Assignment =>
Of the entries below, return only those lines from the line with "- [ ] Cesium Viewer works." to the line with "Thanks @mramato - I", exactly, both included.

┌─ Source material

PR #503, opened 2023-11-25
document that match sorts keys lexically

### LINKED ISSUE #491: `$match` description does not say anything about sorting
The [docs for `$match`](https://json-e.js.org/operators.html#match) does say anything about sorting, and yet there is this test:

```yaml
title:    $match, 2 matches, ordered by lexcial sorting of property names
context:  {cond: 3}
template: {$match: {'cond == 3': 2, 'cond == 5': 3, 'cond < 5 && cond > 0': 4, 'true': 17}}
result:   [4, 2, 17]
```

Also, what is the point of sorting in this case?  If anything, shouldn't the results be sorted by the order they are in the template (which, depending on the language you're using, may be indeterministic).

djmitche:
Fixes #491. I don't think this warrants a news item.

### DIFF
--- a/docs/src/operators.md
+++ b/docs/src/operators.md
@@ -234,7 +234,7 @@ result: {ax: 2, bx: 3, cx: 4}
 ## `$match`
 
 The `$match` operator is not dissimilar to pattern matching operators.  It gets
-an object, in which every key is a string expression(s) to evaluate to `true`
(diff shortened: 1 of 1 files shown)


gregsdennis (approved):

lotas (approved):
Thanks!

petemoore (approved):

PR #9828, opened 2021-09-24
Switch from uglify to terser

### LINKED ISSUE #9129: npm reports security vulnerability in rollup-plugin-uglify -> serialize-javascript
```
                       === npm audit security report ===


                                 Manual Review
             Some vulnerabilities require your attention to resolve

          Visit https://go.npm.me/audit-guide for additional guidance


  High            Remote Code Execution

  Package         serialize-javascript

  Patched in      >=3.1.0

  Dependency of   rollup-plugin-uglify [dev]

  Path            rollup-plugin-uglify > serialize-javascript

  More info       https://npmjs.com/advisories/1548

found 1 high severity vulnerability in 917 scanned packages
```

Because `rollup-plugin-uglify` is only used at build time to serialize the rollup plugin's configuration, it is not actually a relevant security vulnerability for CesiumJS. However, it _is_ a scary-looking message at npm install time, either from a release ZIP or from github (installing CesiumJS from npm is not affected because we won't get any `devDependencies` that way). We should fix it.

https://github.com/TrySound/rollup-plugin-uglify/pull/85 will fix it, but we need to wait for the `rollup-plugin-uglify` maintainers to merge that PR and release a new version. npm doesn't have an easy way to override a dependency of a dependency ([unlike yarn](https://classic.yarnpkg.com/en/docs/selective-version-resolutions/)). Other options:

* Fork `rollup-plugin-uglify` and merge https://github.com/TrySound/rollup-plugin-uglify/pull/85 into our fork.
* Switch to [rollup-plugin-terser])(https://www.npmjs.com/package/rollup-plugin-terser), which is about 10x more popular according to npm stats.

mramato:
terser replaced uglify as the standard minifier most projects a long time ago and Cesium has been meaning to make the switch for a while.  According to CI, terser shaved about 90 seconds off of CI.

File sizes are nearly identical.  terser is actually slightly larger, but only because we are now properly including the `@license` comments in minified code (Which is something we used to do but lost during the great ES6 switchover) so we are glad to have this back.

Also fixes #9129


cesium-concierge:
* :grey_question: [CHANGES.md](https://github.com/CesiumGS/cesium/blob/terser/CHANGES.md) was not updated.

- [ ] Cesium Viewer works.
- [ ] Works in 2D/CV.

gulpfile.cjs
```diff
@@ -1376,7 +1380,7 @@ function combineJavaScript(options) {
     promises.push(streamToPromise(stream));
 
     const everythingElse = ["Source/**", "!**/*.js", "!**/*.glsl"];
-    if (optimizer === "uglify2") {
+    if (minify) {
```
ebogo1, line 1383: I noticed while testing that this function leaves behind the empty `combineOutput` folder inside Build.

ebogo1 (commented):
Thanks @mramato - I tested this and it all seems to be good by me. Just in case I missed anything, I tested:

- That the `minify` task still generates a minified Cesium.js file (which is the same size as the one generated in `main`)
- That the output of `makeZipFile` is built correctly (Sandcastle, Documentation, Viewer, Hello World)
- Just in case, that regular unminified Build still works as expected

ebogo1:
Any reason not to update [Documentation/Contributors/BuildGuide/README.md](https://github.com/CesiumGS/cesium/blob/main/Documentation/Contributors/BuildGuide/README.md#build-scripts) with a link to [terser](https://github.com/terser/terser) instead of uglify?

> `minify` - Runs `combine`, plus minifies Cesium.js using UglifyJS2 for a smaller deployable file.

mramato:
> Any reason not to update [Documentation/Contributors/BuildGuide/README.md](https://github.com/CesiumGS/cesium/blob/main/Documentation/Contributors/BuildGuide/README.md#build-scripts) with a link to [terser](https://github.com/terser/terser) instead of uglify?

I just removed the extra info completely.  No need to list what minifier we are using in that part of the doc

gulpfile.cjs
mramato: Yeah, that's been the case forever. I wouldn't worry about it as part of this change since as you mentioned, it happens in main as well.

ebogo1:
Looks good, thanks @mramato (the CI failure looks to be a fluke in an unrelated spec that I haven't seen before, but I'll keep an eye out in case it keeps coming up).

└─

Completed exercise =>
- [ ] Cesium Viewer works.
- [ ] Works in 2D/CV.

gulpfile.cjs
```diff
@@ -1376,7 +1380,7 @@ function combineJavaScript(options) {
     promises.push(streamToPromise(stream));
 
     const everythingElse = ["Source/**", "!**/*.js", "!**/*.glsl"];
-    if (optimizer === "uglify2") {
+    if (minify) {
```
ebogo1, line 1383: I noticed while testing that this function leaves behind the empty `combineOutput` folder inside Build.

ebogo1 (commented):
Thanks @mramato - I tested this and it all seems to be good by me. Just in case I missed anything, I tested:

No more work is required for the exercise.